Philosophical Books: Of Trolley Cars and AI

In my firm belief that Legal Informatics needs a firmer footing in legal theory, I thought I would start posting about legal theory. Here are two useful developments. First, F.M. Kamm’s The Trolley Problem is an excellent introduction to what has become an “old saw” of the moral philosopher. The popular thought experiment asks what choices to make among intentional killing and saving lives in contrasting and apparently contradictory situations. Kamm has produced a thorough introduction with his own insightful solution.

Second, Margaret A. Boden’s AI, Its Nature and Future, is an excellent introduction to philosophical issues on Artificial Intelligence.
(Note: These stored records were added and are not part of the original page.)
Issue #3936, opened 2025-05-13
Use one small sender queue per pair of (sender, receiver) chains


ma2bd:
Instead of a single sender queue for all receivers, we should have one pending message per receiver. When a new message is scheduled, it should replace any previously pending message.

This should work because scheduled messages for a given receiver contain all the previous unconfirmed requests.

PR #3938, opened 2025-05-14
Create one task for each sender-request-type triple of cross-chain requests.

afck:
## Motivation

Currently a new task is spawned for every outgoing cross-chain request. For failing requests, these tasks keep retrying for a long time, occupying one spot that counts towards the task limit. If more messages to the same destination are created, these are likely to fail in the same way, and create _additional_ tasks.

## Proposal

Create at most one task for each sender-request-type triple (where the type is either "update" or "confirmation"). Later messages with the same triple supersede the earlier ones, but are handled by the same task.

Remove the task limit.

## Test Plan

CI

## Release Plan

## Links

- Closes https://github.com/linera-io/linera-protocol/issues/3936.


linera-rpc/src/grpc/server.rs
```diff
@@ -399,75 +400,133 @@ where
...
-
-        receiver
-            .for_each_concurrent(max_concurrent_tasks, |(cross_chain_request, shard_id)| {
-                let shard = network.shard(shard_id);
-                let remote_address = shard.http_address();
-
-                let pool = pool.clone();
-                let nickname = nickname.clone();
-
+        let mut join_set = JoinSet::new();
```
Twey, line 406: I don't think this affects correctness, so just a note, but I think that `tokio::task::JoinSet` won't work on the Web.  We have an abstraction `linera_core::join_set_ext::JoinSet` for this purpose.

That said this codepath is just for the server, so I'm not sure it matters.  Maybe a good practice?

afck: Ah, right, I hadn't even realized I was using the tokio one!

linera-rpc/src/grpc/server.rs
```diff
@@ -399,75 +401,133 @@ where
...
+        // An entry means that a task is running for the given sender, recipient and request kind.
+        // If it is Some, that means the task is still working on another request, and will pick
+        // up the new one when it is done. Since later requests always supersede earlier ones,
+        // we can always overwrite the entry if a new one comes in.
+        let cross_chain_tasks = Arc::new(Mutex::new(HashMap::new()));
+        let semaphore = Arc::new(tokio::sync::Semaphore::new(
+            cross_chain_max_concurrent_tasks,
```
ma2bd, line 414: Maybe we don't need `cross_chain_max_concurrent_tasks` any more

linera-rpc/src/grpc/server.rs
```diff
@@ -399,75 +400,133 @@ where
...
-            .for_each_concurrent(max_concurrent_tasks, |(cross_chain_request, shard_id)| {
-                let shard = network.shard(shard_id);
-                let remote_address = shard.http_address();
-
-                let pool = pool.clone();
-                let nickname = nickname.clone();
-
+        let mut join_set = JoinSet::new();
+        // An entry means that a task is running for the given sender, recipient and request kind.
+        // If it is Some, that means the task is still working on another request, and will pick
```
Twey, line 409: As a rule of thumb, if I have to use comments to attach meaning to `Option` I usually take it as an indication that I should create a custom enum for the task.

linera-rpc/src/grpc/server.rs
```diff
@@ -399,75 +400,133 @@ where
...
-                                );
+                    let result = || async {
+                        let cross_chain_request = cross_chain_request.clone().try_into()?;
+                        let request = Request::new(cross_chain_request);
+                        let mut client =
+                            ValidatorWorkerClient::new(pool.channel(remote_address.clone())?)
+                                .max_encoding_message_size(GRPC_MAX_MESSAGE_SIZE)
+                                .max_decoding_message_size(GRPC_MAX_MESSAGE_SIZE);
+                        let response = client.handle_cross_chain_request(request).await?;
+                        Ok::<_, anyhow::Error>(response)
```
Twey, line 468: Nit: `anyhow::Result::Ok(response)` avoids the turbofish :)

linera-rpc/src/grpc/server.rs
afck: I'm not sure: Since receiver chains don't need to exist, users can create an unlimited number of tasks that way.

On the other hand that's kind of already the case, since we don't count sleeping tasks towards the limit.

linera-rpc/src/grpc/server.rs
afck: Nice, good idea! (I didn't add this line, though; only moved it.)

linera-rpc/src/grpc/server.rs
```diff
@@ -399,75 +401,133 @@ where
...
+                                %error,
+                                i,
+                                from_shard = this_shard,
+                                to_shard = shard_id,
+                                "Failed to send cross-chain query",
+                            );
+                            i += 1;
+
+                            let mut guard = cross_chain_tasks.lock().unwrap();
+                            match guard.entry(cross_chain_request.sender_recipient_update()) {
```
Twey, line 483: Nit: since you don't bind the vacant case you can just use `if let Some(entry) = guard.get_mut(…)`.

linera-rpc/src/grpc/server.rs
```diff
@@ -399,75 +401,133 @@ where
...
+                        let cross_chain_request = cross_chain_request.clone().try_into()?;
+                        let request = Request::new(cross_chain_request);
+                        let mut client =
+                            ValidatorWorkerClient::new(pool.channel(remote_address.clone())?)
+                                .max_encoding_message_size(GRPC_MAX_MESSAGE_SIZE)
+                                .max_decoding_message_size(GRPC_MAX_MESSAGE_SIZE);
+                        let response = client.handle_cross_chain_request(request).await?;
+                        Ok::<_, anyhow::Error>(response)
+                    };
+                    match result().await {
```
Twey, line 470: I think if you await `result` above then swap the order of the matches here you can avoid some duplication?

linera-rpc/src/grpc/server.rs
afck: Surprisingly, that doesn't work, and it still says:
```
468 |                         anyhow::Result::Ok(response)
    |                         ^^^^^^^^^^^^^^^^^^^^^^^^^^^^ cannot infer type for type parameter `E` declared on the enum `Result`
```

Twey: Oh I didn't realize they'd done that!  There's an optional type parameter for the error.  Yes you'll have to `anyhow::Result::<_>::Ok`.  No escaping the turbofish I suppose.

linera-rpc/src/grpc/server.rs
afck: Do you have an idea for names?
Something like:

```rust
enum CrossChainTaskQueue {
    Empty,
    Full(CrossChainRequest),
}
```

afck: (Not really a "queue", if it's only one task…)

linera-rpc/src/grpc/server.rs
ma2bd: Let's keep discussing this

linera-rpc/src/grpc/server.rs
Twey: Like this: https://github.com/Twey/linera-protocol/commit/379221680027e6d82cb227d9100e0df2d58afe1d

afck: Thanks! Feel free to push!

linera-rpc/src/grpc/server.rs
Twey: Maybe it's just a ‘pending task’?

Alternatively, since empty is never a valid state for the task, we could remove this option and use the empty state for what's currently `None`?

linera-rpc/src/grpc/server.rs
```diff
@@ -397,77 +398,113 @@ where
...
+                    return;
+                }
 
-        receiver
-            .for_each_concurrent(max_concurrent_tasks, |(cross_chain_request, shard_id)| {
-                let shard = network.shard(shard_id);
-                let remote_address = shard.http_address();
+                let mut i = 0;
+                while i < cross_chain_max_retries {
+                    linera_base::time::timer::sleep(cross_chain_sender_delay).await;
```
Twey, line 444: So we always delay, even on the first attempt?

linera-rpc/src/grpc/server.rs
```diff
@@ -397,77 +398,113 @@ where
...
+            let nickname = nickname.clone();
+            let cross_chain_tasks = cross_chain_tasks.clone();
+            join_set.spawn(async move {
+                // Send the cross-chain query and retry if needed.
+                if cross_chain_sender_failure_rate > 0.0
+                    && rand::thread_rng().gen::<f32>() < cross_chain_sender_failure_rate
+                {
+                    warn!("Dropped 1 cross-chain message intentionally.");
+                    return;
+                }
```
Twey, line 440: We should be careful to drop the entry here or no new messages will ever be delivered through this channel.

afck: Done in https://github.com/linera-io/linera-protocol/pull/3938/commits/9985c0bc8a2b377e75f7d7c44b03d4085627bf3a.

linera-core/src/data_types.rs
```diff
@@ -237,6 +237,10 @@ pub enum CrossChainRequest {
     },
 }
 
+/// An discriminant for message queues: messages with the same queue ID will be delivered
+/// in order.
+pub type CrossChainQueueId = (ChainId, ChainId, bool);
```
ma2bd, line 242: `pub type` aliases are a bit meh, so are tuples. Can we have a struct? Does it need to be public?

linera-rpc/src/grpc/server.rs
```diff
@@ -397,77 +406,148 @@ where
...
+        enum Action {
+            Proceed { id: usize },
+            Retry,
+        }
+
+        #[derive(Clone)]
+        struct Task {
+            shard_id: ShardId,
+            request: linera_core::data_types::CrossChainRequest,
+        }
```
ma2bd, line 423: nit: Any reason to have this in the method?

linera-rpc/src/grpc/server.rs
```diff
@@ -397,77 +406,148 @@ where
...
+                pool.channel(network.shard(task.shard_id).http_address())?,
+            )
+            .max_encoding_message_size(GRPC_MAX_MESSAGE_SIZE)
+            .max_decoding_message_size(GRPC_MAX_MESSAGE_SIZE);
+            let response = client.handle_cross_chain_request(request).await?;
+            anyhow::Result::<_>::Ok(response)
+        };
+
+        #[derive(Clone)]
+        struct Job {
```
ma2bd, line 442: same

ma2bd (commented):
It would be nice to do the same for simple network

afck:
> It would be nice to do the same for simple network

I'd prefer to do that in a separate PR, after finishing the gRPC one; that way I don't have to address each review comment twice.

linera-rpc/src/simple/server.rs
```diff
@@ -83,62 +85,38 @@ where
...
-                    }
-                    _ => {
-                        debug!(
-                            from_shard = this_shard,
-                            to_shard = shard_id,
-                            "Sent cross-chain query",
-                        );
-                        continue 'receive_loop;
-                    }
+        let pool = Arc::new(Mutex::new(
```
afck, line 90: Alternatively we could make the pool clonable:
* In the UDP case that would simply mean putting the mutex _inside_ the pool struct.
* In the TCP case we could use a `DashMap`, just like we do for gRPC.

linera-rpc/src/cross_chain_message_queue.rs
```diff
@@ -0,0 +1,199 @@
...
+#[derive(Copy, Clone, PartialEq, Eq, Hash)]
+struct QueueId {
+    sender: ChainId,
+    recipient: ChainId,
+    is_update: bool,
+}
+
+impl QueueId {
+    /// Returns a discriminant for the message's queue.
+    fn new(request: &CrossChainRequest) -> Self {
```
deuszx, line 165: nit: Personally I think `from` would be more appropriate.

linera-rpc/src/cross_chain_message_queue.rs
```diff
@@ -0,0 +1,199 @@
...
+                match job_states.entry(queue) {
+                    Entry::Vacant(entry) => futures.push(run_action.clone()(
+                        Action::Proceed { id: 0 },
+                        queue,
+                        entry.insert(Job {
+                            id: 0,
+                            retries: 0,
+                            nickname: nickname.clone(),
+                            task,
+                        }).clone(),
```
deuszx, line 135: nit: I think it would be cleaner if you first insert the new job into the job state and then pass the clone to `run_action`.

linera-rpc/src/cross_chain_message_queue.rs
```diff
@@ -0,0 +1,199 @@
...
+
+#[derive(Clone)]
+struct Task {
+    pub shard_id: ShardId,
+    pub request: linera_core::data_types::CrossChainRequest,
+}
+
+#[derive(Clone)]
+struct Job {
+    pub id: usize,
```
deuszx, line 195: It'd be nice to have some comment(s) here. It took me a while to understand how these ids are assigned:
- if there are no jobs for this tasks's queue - it's `0`
- otherwise - increment last job's `id`. 
 
Meaning that `job.id` is basically a tracker how many tasks have arrived for this queue while it was busy handling previous request.

linera-rpc/src/cross_chain_message_queue.rs
```diff
@@ -0,0 +1,199 @@
...
+    };
+
+    loop {
+        tokio::select! {
+            Some((queue, action)) = futures.next() => {
+                let Entry::Occupied(mut state) = job_states.entry(queue) else {
+                    panic!("running job without state");
+                };
+
+                let remove = matches!(action, Action::Proceed { id } if state.get().id < id)
```
deuszx, line 95: TBH it wasn't easy - at least for me - to decipher why this particular `matches!` means we can remove the job from the queue. IIUC we remove it when this task's is the last one to arrive on this queue and we successfuly handled it. Maybe add a function on `state` (which is a `Job` 🙃 ) which would make it clear (even from the function name) why this queue was processed successfully.

linera-rpc/src/cross_chain_message_queue.rs
```diff
@@ -0,0 +1,199 @@
...
+                    state.get_mut().retries += 1
+                }
+
+                futures.push(run_action.clone()(action, queue, state.get().clone()));
+            }
+
+            request = receiver.next() => {
+                let Some((request, shard_id)) = request else { break };
+                #[cfg(with_metrics)]
+                CROSS_CHAIN_MESSAGE_TASKS.set(job_states.len() as i64);
```
deuszx, line 112: Why not track `futures.len()` instead? It's the one that tracks how many cross-chain messages are in-flight.

linera-rpc/src/simple/server.rs
Twey: I'm not fussed either way.  In both cases the changes are limited to `linera_rpc::simple` and have no wider impact.  Probably as a general rule I prefer to leave the mutex outside an opaque struct so that consumers can choose to opt in/out.

linera-rpc/src/cross_chain_message_queue.rs
```diff
@@ -0,0 +1,199 @@
...
+    cross_chain_sender_delay: Duration,
+    cross_chain_sender_failure_rate: f32,
+    this_shard: ShardId,
+    mut receiver: mpsc::Receiver<(CrossChainRequest, ShardId)>,
+    handle_request: F,
+) where
+    F: Fn(ShardId, CrossChainRequest) -> G + Send + Clone + 'static,
+    G: Future<Output = anyhow::Result<()>>,
+{
+    let mut futures = futures::stream::FuturesUnordered::new();
```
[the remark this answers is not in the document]
Twey: It's all the futures run by the function :)  Specifically, currently (but not necessarily) both the timeout futures and the in-flight requests.

linera-rpc/src/cross_chain_message_queue.rs
Twey: For me I think I usually expect `from` to be an injection.

linera-rpc/src/cross_chain_message_queue.rs
```diff
@@ -0,0 +1,199 @@
...
+    let mut job_states: HashMap<QueueId, Job> = HashMap::new();
+
+    let run_task = |task: Task| async move { handle_request(task.shard_id, task.request).await };
+
+    let run_action = |action, queue, state: Job| async move {
```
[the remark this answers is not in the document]
Twey: It's the state of the job.  But your complaint is valid, the connection isn't necessarily clear.  Probably the correct solution is to rename `Job` → `JobState`, which is a distinction I don't usually like to make (_ceci n'est pas une pipe_) but maybe relevant here.

linera-rpc/src/cross_chain_message_queue.rs
Twey: I don't have strong feelings about it, but I'm curious why you think so.  I usually introduce a variable only if it adds something:
- the name will be used more than once,
- the variable needs a type annotation (sometimes the turbofish suffices for this, but because the turbofish gives input types rather than outputs it's often clearer to give the output — which is what the rest of the program cares about — and let the compiler do the work of figuring out the inputs), or
- the expression that gives rise to the value doesn't make it clear what the result is, so I can add some documentation in the form of the variable name.

Neither is true here, so (IMO) adding a new variable just increases the number of names the reader has to keep in mind without giving anything back for their money.

linera-rpc/src/cross_chain_message_queue.rs
Twey: I think that's maybe a bit too low-level for a comment — comments usually want to be about the ‘why’ not the ‘what’ (which is written in the code itself).  I think the important insight here is that the IDs are monotonically increasing so long as there's a job in the queue.

I was tempted to name it ‘height’, which is a concept readers should be comfortable with from the rest of the codebase — do you think that would have been clearer on your first reading?

linera-rpc/src/cross_chain_message_queue.rs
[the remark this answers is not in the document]
Twey: Maybe `steps` is a better name?  Since it's specifically functions that will yield some next action to take.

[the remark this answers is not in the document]
deuszx: But it's not _any_ future. It's not even _any_ timeout b/c it's always per-queue future.

linera-rpc/src/cross_chain_message_queue.rs
deuszx: Here it's literally mapping from `CrossChainRequest` to a `QueueId`.

linera-rpc/src/cross_chain_message_queue.rs
deuszx: In that case we should update the metric when the job is successfully removed from the `job_states`?

linera-rpc/src/cross_chain_message_queue.rs
deuszx: Yeah, I think `height` will be clearer.

linera-rpc/src/cross_chain_message_queue.rs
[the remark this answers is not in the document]
Twey: That's fair, maybe `jobs` is a good name? (apropos the discussion about `JobState` above)

linera-rpc/src/cross_chain_message_queue.rs
Twey: Right, which is definitely not an injection :)

linera-rpc/src/cross_chain_message_queue.rs
Twey: That seems sensible, we could just move this outside the loop?

linera-rpc/src/simple/server.rs
afck: It's just that with the `DashMap`, multiple requests could be handled at the same time. Keeping the mutex outside makes that impossible.

linera-rpc/src/cross_chain_message_queue.rs
deuszx: That's why I didn't suggest implementing `From`/`Into` but rename `new` into `from` which makes it clear that `QueueId` is constructed _from_ a `CrossChainRequest`.

deuszx: Not gonna insist though :)

linera-rpc/src/simple/server.rs
afck: Seems complicated, though; I think we'd even need mutexes in the `DashMap`'s entries. I'll leave that for another PR, if we decide to do it.

linera-rpc/src/cross_chain_message_queue.rs
afck: Not sure, I'd prefer to avoid overloading the term "height".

Here’s a sample:

“The applications of Artificial Intelligence lie all around us; in our homes, schools and offices, in our cinemas, in art galleries and – not least – on the Internet. The results of Artificial Intelligence have been invaluable to biologists, psychologists, and linguists in helping to understand the processes of memory, learning, and language from a fresh angle.

As a concept, Artificial Intelligence has fuelled and sharpened the philosophical debates concerning the nature of the mind, intelligence, and the uniqueness of human beings. Margaret A. Boden reviews the philosophical and technological challenges raised by Artificial Intelligence, considering whether programs could ever be really intelligent, creative or even conscious, and shows how the pursuit of Artificial Intelligence has helped us to appreciate how human and animal minds are possible.”